Tips til framgangsmåte
  1. Use a for-loop to go through the whole frequency table.
  2. For each letter in the frequency table, find the absolute value compared to the actual frequency. Use the abs() function in Python for this.
  3. Add all the values together, and you’ll get a final result.

Hard Task 2.4 - “Crackin’” the Caesar Cipher

Now, we’re gonna put all we’ve done so far together! We’re gonna “crack” a Caesar cipher.

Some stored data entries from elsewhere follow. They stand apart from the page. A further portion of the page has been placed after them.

Issue #341, opened 2022-02-04
Malicious Users Can Duplicate Protocol Earned Yield By Transferring wCVX Tokens To Another Account


iamsahu:
## Report

- https://github.com/code-423n4/2022-01-yield-findings/issues/86
- https://github.com/code-423n4/2022-01-yield-findings/issues/85

## Proposed fix
Reinstate `_beforeTokenTransfer`, or override `_transfer` to use `checkpoint` except when transferring between wrapper and join

alcueca:
Has this been fixed, @iamsahu ?

iamsahu:
This was fixed by completely removing the Wrapper token.

PR #349, opened 2022-02-06
[c4-2022-01-86] Fix for issue 341

iamsahu:
## Goal
Fix the #341 
## Details
`_transfer` was overriden to add conditional `_checkpoint`. The conditions under which a checkpoint happens:

1. The transfer is not between `join` & the `wrapper`
2. When the destination of the transfer is the `wrapper` the checkpoint is done only for the non-wrapper address. 
 
We have implemented 2 to prevent the wrapper from getting any rewards. Here is an example showing how the `wrapper` contract ends up receiving a reward when the above check is not present.
1. Wrapped token is transferred to the `wrapper` by `User A`
2. `User B` makes another wrapped token transfer to the `wrapper`. This transaction would lead to the `wrapper` receiving rewards in proportion to the balance that was transferred by `User A`. This happens because while checkpointing for the `wrapper` there would be balance available for the wrapper leading it to receiving som reward


alcueca:
There is another issue that would make `_checkpoint()` take only one parameter.

Maybe then it would be easier to do:
```
if src != wrapper && src != join: _checkpoint(src)
if dst != wrapper && dst != join: _checkpoint(dst)
```

alcueca (approved):
LGTM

Make a program that “cracks” a Caesar cipher! Without any help from the user, ya gotta be able to throw in some encrypted text and get the decrypted text without needin’ a key.

Test data

Here’s some test data y’all can use, what do these say?

Test-data
cqrbvnbbjpnrbjenahbnlancxwnqxynoduuhhxdjanjkuncxmnlxmnrclxvyuncnuhjwmqnanjanbxvnfxamboaxvxdaojexarcnsnmrqnuuxcqnanrcbxenajwjtrwrqjencqnqrpqpaxdwmhxdfnanarpqccqnwnpxcrjcrxwbfnanbqxac
lsaizivxlmwqiwwekimwuymxiwlsvxwsmxqmklxrsxasvoewibtigxihlsaizivmjmxhsiwksshnsf
bmtxymjwjsfdfsxbjwrjxyfsifsizsktqidtzwxjqkqtslqnajymjpnslgfwsfwitmjdtzhtrjrtxyhfwjkzqqdzutsdtzwmtzwynxstbxywzhpybjqajljyymjjytgjikwfshnxhtktwymnxwjqnjkrzhmymfspxynxgnyyjwhtqifsinfrxnhpfymjfwymfajdtzmfivznjylzfwistyfrtzxjxynwwnslbjqqlttisnlmynkdtzitrjjymtwfyntfsirfwhjqqzxymjwnafqxtkrdbfyhmgniymjrrfpjmfxyj
zwkyvivrivrepzuzfkjzekyviffdnzcckyvpgcvrjvjkreulgjrzukyvjritrjkztkvrtyvirwkvircfexjzcvetvfevwivjydreifjvkfyzjwvvkefnkyvedzjkvinypufpfltfejzuvipflijvcwrezuzfkzehlzivukyvkvrtyvinzkyrjevvinvccrtklrccpzufekjrzukyvjkluvekslkzyrkvkfjvvpfljkreuzexlgkyvivrccsppflijvcw
uwwilxchaniuffehiqhfuqmizupcuncihnbylycmhiqusuvyymbiofxvyuvfynizfscnmqchamulyniimguffniayncnmzunfcnnfyvixsizznbyaliohxnbyvyyizwiolmyzfcymuhsqusvywuomyvyymxihnwulyqbunboguhmnbchecmcgjimmcvfysyffiqvfuwesyffiqvfuwesyffiqvfuwesyffiqvfuweiibvfuweuhxsyffiqfynmmbueycnojufcnnfyvullsvlyuezumncmlyuxswigcha

Tips til framgangsmåte
  1. Start by makin’ a function that takes in text.
  2. Use the decryption function for the Caesar cipher with rotation N on the text, N starts at 0.
  3. Make a frequency table of the result.
  4. Figure out the distance to the result in relation to the actual frequency table.
  5. Either: a) keep track of the distance in a list, or b) keep track of the smallest value and the rotation (this here’s yer key).
  6. Increase the rotation by 1 and repeat steps 2 to 6 until N reaches 26 (full rotation).
  7. Return the decrypted text, meanin’ the smallest distance is the right key.